4. The construction method according to claim 1, characterized in that, The fabrication of the chip carrier includes: designing and simulating the chip using AutoCAD and COMSOL, preparing a mold by spin coating and exposure with negative photoresist, pouring in a polydimethylsiloxane mixture for curing, drilling holes and bonding it with a glass slide, and coating the channels with poly-D-lysine after ultraviolet irradiation.

5. The construction method according to claim 1, characterized in that, The multi-organ microarray seeding culture includes: seeding porcine intestinal organoids at a density of 3-8 organs / μL with 10-30% Matrigel in the left channel; and seeding porcine vascular endothelial cells at a density of 0.5-1.5 × 10⁻⁶ cells / μL. 6 Inoculate the middle channel with 5-15% Matrigel at a density of 6-10 cells / μL, and inoculate the right channel with 10-30% Matrigel. Place the channel on a 30° inclined support and perfuse the medium at a flow rate of 2-5 μL / h for 5-8 days.

6. A microfluidic porcine intestinal-vascular-liver multi-organ chip, characterized in that, The microfluidic porcine intestinal-vascular-liver multi-organ chip is prepared by the method described in any one of claims 1 to 5.

7. The application of the microfluidic porcine intestinal-vascular-liver multi-organ chip constructed by the method described in any one of claims 1 to 5, characterized in that, The application is for establishing a combined intestinal-liver injury and repair model, the construction of which includes: a normal culture period, an injury period, and a repair period.

8. The application according to claim 7, characterized in that, The application is for research on pig nutritional metabolism; preferably, the application is for research simulating intestinal absorption and liver metabolism.

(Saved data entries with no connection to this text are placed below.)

PR #177, opened 2019-01-31
Extension command fixes

mbolivar:
A couple of trivial fixes:

- fix the error handling when we get a BadExternalCommand exception
- remove a stupid and unnecessary restriction on the names of extension commands

### DIFF
--- a/src/west/main.py
+++ b/src/west/main.py
@@ -22,7 +22,8 @@ import textwrap
 
 from west import log
 from west import config
-from west.commands import CommandError, CommandContextError, external_commands
+from west.commands import CommandError, CommandContextError, \
+    external_commands, BadExternalCommand
 from west.commands.project import List, Diff, Status, SelfUpdate, ForAll, \
                              WestUpdated, PostInit, Update
 from west.manifest import Manifest, MalformedConfig
@@ -519,6 +520,14 @@ def main(argv=None):
         sys.exit(cce.returncode)
     except CommandError as ce:
         sys.exit(ce.returncode)
+    except BadExternalCommand:
+        log.err('external command', args.command,
+                'was improperly defined and could not be run')
+        if args.verbose:
+            raise
+        else:
+            log.inf(for_stack_trace)
+            sys.exit(1)
 
 
 if __name__ == "__main__":
--- a/src/west/main.py
+++ b/src/west/main.py
@@ -19,11 +19,12 @@ import shutil
 import sys
 from subprocess import CalledProcessError, check_output, DEVNULL
 import textwrap
+import traceback
 
 from west import log
 from west import config
-from west.commands import CommandError, CommandContextError, \
-    external_commands, BadExternalCommand
+from west.commands import external_commands, \
+    CommandError, CommandContextError, ExtensionCommandError
 from west.commands.project import List, Diff, Status, SelfUpdate, ForAll, \
                              WestUpdated, PostInit, Update
 from west.manifest import Manifest, MalformedConfig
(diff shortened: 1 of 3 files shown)


src/west/main.py
```diff
@@ -22,7 +22,8 @@
 
 from west import log
 from west import config
-from west.commands import CommandError, CommandContextError, external_commands
+from west.commands import CommandError, CommandContextError, \
+    external_commands, BadExternalCommand
```
tejlmand: Just noticed here, as the errors are lined-up side-by-side.
Should we rename, `BadExternalCommand` ?
```
CommandError
CommandContextError
BadExternalCommand !!!
```
maybe this is nicer:
```
CommandError
CommandContextError
ExternalCommandError or maybe ExternalCommandInvalidError
```
Thoughts ?
This can also be made into independent issue top be taken later.

src/west/main.py
```diff
@@ -519,6 +520,14 @@ def main(argv=None):
         sys.exit(cce.returncode)
     except CommandError as ce:
         sys.exit(ce.returncode)
+    except BadExternalCommand:
+        log.err('external command', args.command,
+                'was improperly defined and could not be run')
```
tejlmand: are we able to provide more info to the user, on how the command was improperly defined ?

src/west/main.py
```diff
@@ -519,6 +520,14 @@ def main(argv=None):
...
+        if args.verbose:
+            raise
+        else:
+            log.inf(for_stack_trace)
+            sys.exit(1)
```
tejlmand: This code give different flows, depending on the `verbose` setting.
I don't think it's common for `-v` to change flow of the program, only to give higher level of verbosity.
Can you explain a bit more, why ?

src/west/main.py
mbolivar: For now that is all we have. I think since this patch is an improvement and we are short on time we should discuss further improvements later.

src/west/main.py
mbolivar: Sure, that's a good and easy change to make.

src/west/main.py
mbolivar: I disagree with the assessment that it changes the flow of the program. I think it really does just give a higher level of verbosity.

Since this is the top level main() function, the only difference in behavior is whether the stack trace is printed or the short error message is. Either way, after the diagnostic message (trace or error), the program exits immediately with a nonzero exit code. So I think this is just verbosity.

It exists elsewhere in the exception handlers in this same try block btw.

src/west/main.py
mbolivar: (Developers who are trying to debug can use `-v` to get the stack trace  -- users won't care, they just know "it didn't work")

tejlmand: thanks.

src/west/main.py
tejlmand: I think it changes the flow, as we'll do a `sys.exit()` right here, as in principle we can't know what higher level will do with the exception.

But ok to keep as-is.

> It exists elsewhere in the exception handlers in this same try block btw.

Maybe I just didn't notice before.

src/west/main.py
mbolivar: I've added a patch which does all of this. You convinced me :)

src/west/main.py
mbolivar: I've rewritten this in a different way to make that more clear using the traceback module.

mbolivar:
@tejlmand comments addressed, thanks for review!

src/west/main.py
mbolivar: > I think it changes the flow, as we'll do a `sys.exit()` right here, as in principle we can't know what higher level will do with the exception.

In this case we do, because we are main, and the higher layer is the python interpreter itself and its behavior when an exception is not handled is well known.

Even if we weren't the higher layer, it's also worth noting that `sys.exit()` doesn't actually abort the program -- it raises SystemExit. So even in the (unsupported and not stable API) case where someone imported main and ran it, we're just trading that exception for another.

At any rate, I agree that this point is worth making explicit in the code. Thanks again for the review!

src/west/main.py
tejlmand: I just asked out of curiosity, and was satisfied with your answer.
Appears you are easy to convince :)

9. The application according to claim 7, characterized in that, The application is for drug evaluation; preferably, the application is for evaluating the toxicity or protective effect of candidate drugs on the gut-hepatic axis.

10. The application according to claim 7, characterized in that, The application is for constructing pig disease models; preferably, the application is for simulating temporal changes in intestinal-liver injury and assessing the expression of key proteins.